> _Problem_:
Look below for lines that hold the string "check" and copy each one.

Collected data entries:
───

PR #4022, opened 2024-05-14
Prevent error if input field is missing

lauraghiorghisor-tw:
## What
Prevent errors if input field is missing from the feedback form, by adding a null check. 
This is currently causing smokey to [fail](https://argo.eks.integration.govuk.digital/applications/cluster-services/smokey?node=%2FPod%2Fapps%2Fsmokey-28595090-rh8qb&tab=logs&orphaned=false&resource=). There will be work in this area around cleaning up the feedback, but this is just to quickly fix smokey.

## Why
Due to recent changes that removed the email address from the survey form, there is no input element available to focus on when the feedback form loads.

### DIFF
--- a/app/assets/javascripts/govuk_publishing_components/components/feedback.js
+++ b/app/assets/javascripts/govuk_publishing_components/components/feedback.js
@@ -161,8 +161,10 @@ window.GOVUK.Modules = window.GOVUK.Modules || {};
     this.prompt.hidden ? this.prompt.hidden = false : this.prompt.hidden = true
 
     if (!this.activeForm.hidden) {
-      this.activeForm.querySelectorAll('.gem-c-textarea .govuk-textarea, .gem-c-input.govuk-input')[0]
-        .focus()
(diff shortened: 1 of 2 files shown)


app/assets/javascripts/govuk_publishing_components/components/feedback.js
```diff
@@ -161,8 +161,10 @@ window.GOVUK.Modules = window.GOVUK.Modules || {};
     this.prompt.hidden ? this.prompt.hidden = false : this.prompt.hidden = true
 
     if (!this.activeForm.hidden) {
-      this.activeForm.querySelectorAll('.gem-c-textarea .govuk-textarea, .gem-c-input.govuk-input')[0]
-        .focus()
+      var input = this.activeForm.querySelectorAll('.gem-c-textarea .govuk-textarea, .gem-c-input.govuk-input')
+      if (input) {
```
richardTowers, line 165: Ah, you'll need to check the length of the result, because `querySelectorAll(.whargleblargle)` returns `[]`, and `if([]) console.log('truthy')` logs "truthy".

```suggestion
      if (input.length > 0) {
```

richardTowers (approved):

───

> _Exercise output_:
Prevent errors if input field is missing from the feedback form, by adding a null check. 
richardTowers, line 165: Ah, you'll need to check the length of the result, because `querySelectorAll(.whargleblargle)` returns `[]`, and `if([]) console.log('truthy')` logs "truthy".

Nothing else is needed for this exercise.